On Friday we had the longest unplanned SCN downtime, at least since I recall. We were down for 9 hours, which is of course unacceptable and should never happen.
The root cause was an outage of a central network storage, which provides file storage for the cache server. Its purpose is to serve cached content to the applications on each app server, and by that take the load from the database. When the cache server failed Friday around 3pm CET, all requests from the app server had to be served by the database directly, which is simply not possible with our current traffic. DB reqests stalled, application threads where blocking, and as a result none of the applications servers could respond to HTTP requests anymore. That’s when you see the “Sorry Page”.
We have only one cache server, and that was an intentional decision. We had tried a two and three cache server cluster years ago, but the current version of our collaboration platform doesn’t support this very well and we never fixed it. We had trust into the infrastructure, but should have been better prepared. On top there was slow and ineffective communication between the teams involved, and key people simply not available to get on a machine. 9 hours is a long time and there are many gory details, some I don’t want to talk about and of course many I just don’t know enough about yet.
Looking at the chain of effects, it becomes clear that team communication needs to improve. Communication protocols between the teams need to be better documented, especially escalation points. That and clear communciation channels to key contacts for infrastructure services that we are depending on, will improve the escalation handling of these type of outages.
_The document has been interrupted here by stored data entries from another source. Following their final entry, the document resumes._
PR #4982, opened 2022-04-22
[cypress] user_logout

pbajjuri20:
Kiali User_logout

### DIFF
--- a/frontend/cypress/integration/common/kiali_logout.ts
+++ b/frontend/cypress/integration/common/kiali_logout.ts
@@ -1,0 +1,22 @@
+import { And, Then } from "cypress-cucumber-preprocessor/steps";
+
+const auth_strategy = Cypress.env('auth_strategy')
+
+And('user clicks on admin', () => {
+    if (auth_strategy === 'openshift') {
+        cy.get('#user-dropdown-toggle').click()
+    }
+})
+
+And('user logout successfully', () => {
+    if (auth_strategy === 'openshift') {
+        cy.intercept('api/logout').as('logout')
+        cy.get('.pf-c-dropdown__menu-item').click()
+    }
+})
+
+Then('user verify the logout', () => {
+    if (auth_strategy === 'openshift') {
+        cy.wait('@logout').its('response.statusCode').should('eq', 204)
+    }
+})
--- a/frontend/cypress/integration/featureFiles/kiali_logout.feature
+++ b/frontend/cypress/integration/featureFiles/kiali_logout.feature
@@ -1,0 +1,14 @@
+Feature: Kiali logout
+
+  User wants to logout to Kiali 
+
+  Background: 
+    Given user is at administrator perspective
+    And user is at the "overivew" page
+
+  @smoke
+  Scenario: Kiali logout successfully
+    
+    And user clicks on admin
+    And user logout successfully
+    Then user verify the logout


frontend/cypress/integration/common/kiali_logout.ts
```diff
@@ -0,0 +1,71 @@
...
+        cy.get('button[type="submit"]').click()
+    }
+})
+
+And('user see console in URL', () => {
+    cy.url().should('include', 'console')
+})
+
+And('user clicks on admin', () => {
+    if (auth_strategy === 'openshift') {
```
ScriptingShrimp, line 54: remove `if (auth_strategy === 'openshift')` condtion to pass on GH actions

frontend/cypress/integration/common/kiali_logout.ts
```diff
@@ -0,0 +1,71 @@
...
+        cy.get('#user-dropdown-toggle').click() 
+    }
+})
+
+And('user logout successfully', () => {
+    cy.intercept('api/logout').as('logout')
+    if (auth_strategy === 'openshift') {
```
ScriptingShrimp, line 61: remove `if (auth_strategy === 'openshift')` condtion to pass on GH actions

ScriptingShrimp (changes requested):
there are still conditions remove `auth_strategy === 'openshift'` on places where they should not be

frontend/cypress/integration/common/kiali_logout.ts
pbajjuri20: removed the auth_strategy

pbajjuri20:
I run this test case multiple times in the local, it run successfully. it is failing in the Git Hub Actions.

pbajjuri20:
@ScriptingShrimp: I have executed in local with upstream cluster and it run perfectly.

It is failing in the "git-hub actions"

frontend/cypress/integration/common/kiali_logout.ts
```diff
@@ -0,0 +1,19 @@
+import { Given, When, And, Then } from "cypress-cucumber-preprocessor/steps";
```
ScriptingShrimp, line 1: `Given, When` imports are not used in this file, so there is no reason to import them

frontend/cypress/integration/featureFiles/kiali_logout.feature
```diff
@@ -0,0 +1,14 @@
...
+
+  User wants to login to Kiali and see landing page
+  
+  @smoke
+  Scenario: Kiali logout successfully
+    Given user opens base url
+    And user clicks Log In With OpenShift
+    And user clicks my_htpasswd_provider
+    And user fill in username and password
+    And user see console in URL
```
ScriptingShrimp, line 11: Sorry I did not noticed earlier: This is obsolete code, should be replaced with 
`Given user is at administrator perspective`

ScriptingShrimp (changes requested):
please add newline in all files so you don't see red sign at the end of each file

frontend/cypress/integration/featureFiles/kiali_logout.feature
pbajjuri20: @ScriptingShrimp : It is taken last commit, I have update only ts file. I will update this file as well. Thanks for the review.

pbajjuri20:
@ScriptingShrimp : I have updated the PR, according to your comments.

lucasponce:
What's the status of this PR?

pbajjuri20:
It is working perfectly in the local. It is not passing the Git-Hub Actions

Pavel requested some changes, I have changed them still it is not working. I will close this ticket ASAP.

lucasponce:
This test is valid :-), I'd prefer if we could just fix it and use a selector that is updated with the changes:
image

Also, if it's platform-dependent, it's ok, as long as it has the proper conditional logic that can help to be run in any platform.

Thanks @pbajjuri20

pbajjuri20:
@lucasponce: Actually, GitHub actions are using the "Anonymous" User. there is no LogOut button.

I'm writing the test case for User Logout. it is unable to find the "logout" button in the UI. 

that is the reason, it is failing :( 


user_1

lucasponce:
> Actually, GitHub actions are using the "Anonymous" User. there is no LogOut button.

> I'm writing the test case for User Logout. it is unable to find the "logout" button in the UI.

It's not a problem; I mean that you could add some conditional logic to the test to execute them under some scenarios (i.e. non anonymous), or similar.

Then the suite would work under any pipeline.

ScriptingShrimp (approved):
LGTM!

PR #4984, opened 2022-04-22
Try to remove traffic generator.

hhovsepy:
For backend integration tests.


hhovsepy:
Hi @nrfox , the graph tests requires a traffic generator. If not able to adjust traffic generator into CI env, then they could be disabled.

nrfox:
@hhovsepy why is the traffic generator being removed?

lucasponce:
Ok, yes, I thought there were some tests that require traffic.
Perhaps we should monitor the rate to see if there is some tweak we can do.
The error-rates workloads also have a "traffic-generator" embedded.

But in any case, if the previous PR with the changes in the test works well, and we don't see more slowness in the integration tests, we can continue with the TG and check if it's the direct cause of the problems.

hhovsepy:
This is do not merge test PR to indicate the amount of failures when traffic generator is removed. sorry for the confusion

PR #4986, opened 2022-04-22
Default Istio.UrlServiceVersion configuration value improvement #4985

### LINKED ISSUE #4985: Default Istio.UrlServiceVersion configuration value improvement
### Problem
Currently, the default value of `UrlServiceVersion` is `http://istiod:15014/version`

https://github.com/kiali/kiali/blob/9bad8de83d2ff207e10c6df1720013a8d5ccf909/config/config.go#L589

This works fine when Kiali runs in the same namespace as Istod.
If this is not the case, `UrlServiceVersion` needs to be set manually

### Suggestion
Set the `UrlServiceVersion` from `http://istiod:15014/version` to `http://istiod.istio-system:15014/version` to also follow the schema of the other URL settings.

mjobst-necls:
** Describe the change **

Use a more general default value for Istio UrlServiceVersion

** Issue reference **

Fixes #4985

### DIFF
--- a/config/config.go
+++ b/config/config.go
@@ -586,7 +586,7 @@ func NewConfig() (c *Config) {
 				IstiodDeploymentName:              "istiod",
 				IstiodPodMonitoringPort:           15014,
 				RootNamespace:                     "istio-system",
-				UrlServiceVersion:                 "http://istiod:15014/version",
+				UrlServiceVersion:                 "http://istiod.istio-system:15014/version",
 			},
 			Prometheus: PrometheusConfig{
 				Auth: Auth{


lucasponce:
Sorry for the delay, we missed this PR for some reason

lucasponce:
I see there is a discussion on the issue, but the PR looks ok, assuming that the "istiod" would be placed in the "istio-system" as a default value.

This parameter can be updated via operator, but I defer to @jmazzitelli to continue the discussion

jmazzitelli:
I'm -1 on this. Adding to my comments in the github issue, I will say that it appears that all this does is move the issue around. Right now the default works if Kiali is installed in the same namespace as Istio (which may or may not be named `istio-system`). With this PR, it will now work only if Istio is installed in a namespace specifically called `istio-system`, but Kiali is elsewhere in another namespace. This PR seems like it only makes the default "better" for some people that want it, but makes it worse for everyone else (and it is backwards incompatible to boot). I can easily see next week someone proposing a PR to set this default back to the way it was because "I install Kiali and Istio together but in a namespace not called istio-system".

Also, this new default isn't a good one in general anyway, IMO. Because which is the more likely scenario (and thus the best default)? I think it is more likely that Kiali will be installed with Istio where ever it is (as opposed to what this PR wants - supporting Kiali being in a different namespace BUT it also strictly requires Istio being installed in the namespace named `istio-system` and that won't be the case, for example, in a multi-tenant scenario.)

Note this doesn't affect operator-installed Kiali instances. It will affect server-helm-chart installed Kiali instances.

Perhaps someone can better explain why this is needed and why this new default is better than the old default (other than what I explained above). If it is just "I want the default to better match my own environment", we can close this :)

Note that you can easily set this via the helm chart value option `--set external_services.istio.url_service_version=http://istiod.istio-system:15014/version` and it will work as desired for the case where Istio is installed in `istio-system` and Kiali is installed in a different namespace .

israel-hdez:
> (and it is backwards incompatible to boot)

I may think that the right way to go is to change the operator and helm-charts to include the namespace. Probably, something like `spec.istio_namespace || spec.deployment.namespace` would work to be more backwards compatible.

jmazzitelli:
> I may think that the right way to go is to change the operator and helm-charts to include the namespace. Probably, something like `spec.istio_namespace || spec.deployment.namespace` would work to be more backwards compatible.

The operator already does [do this](https://github.com/kiali/kiali-operator/blob/v1.50.0/roles/default/kiali-deploy/tasks/main.yml#L371-L375) (which is why I say this doesn't affect the operator). The server helm chart would need to change to support this, and I did suggest that very thing over in the issue in my comments here:
* https://github.com/kiali/kiali/issues/4985#issuecomment-1106504500
* https://github.com/kiali/kiali/issues/4985#issuecomment-1106509818
* https://github.com/kiali/kiali/issues/4985#issuecomment-1106518512

israel-hdez:
> The operator already does [do this](https://github.com/kiali/kiali-operator/blob/v1.50.0/roles/default/kiali-deploy/tasks/main.yml#L371-L375) (which is why I say this doesn't affect the operator). The server helm chart would need to change to support this, and I did suggest that very thing over in the issue in my comments here:

OK! I overlooked it. I may had scanned it too fast :-)

jmazzitelli:
I'm ok if people want to add this. As i say, it really only affects users of the server helm chart.

leandroberetta:
> > This PR seems like it only makes the default "better" for some people that want it, but makes it worse for everyone else (and it is backwards incompatible to boot).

But key here of course are the single points of failure in the architecture of current SCN. All functionality is served by a single application. And if that application is effected, all of SCN is not accessible anymore.
This is one of the reasons why we choose to build the new SAP Community in a different style, with multiple core collaboration applications and supporting microservices. Even if a core application fails, other parts of the Community will still be available. And each single application and service is designed for high resilience. We have in most areas zero downtime deployments available, and also made sure that application servers are better distributed into multiple data centers.
Such a distributed architecture on the other side introduces new complexities. We have done already quite a bit of monitoring, and got in contact with key people in the infrastructure and operation teams of the core services that we use, like SAP HANA Cloud Platform.
I hope that current SCN will serve us well next week, when SAPPHIRE NOW is going to happen. It will be the last SAPPHIRE NOW with this incarnation of SCN that we are all going to use. At SAPPHIRE NOW we will show you the new SAP Community and give everybody full access ot it, even if still in Beta state. There are still plenty of bugs, inconsistencies and missing integrations, but we think it is worth showing it to you. I for sure do!
Apologies for the mistakes that I and we as a team make. Sometimes this happens when you push boundaries and they won’t be the last ones. But otherwise it wouldn’t be so much fun.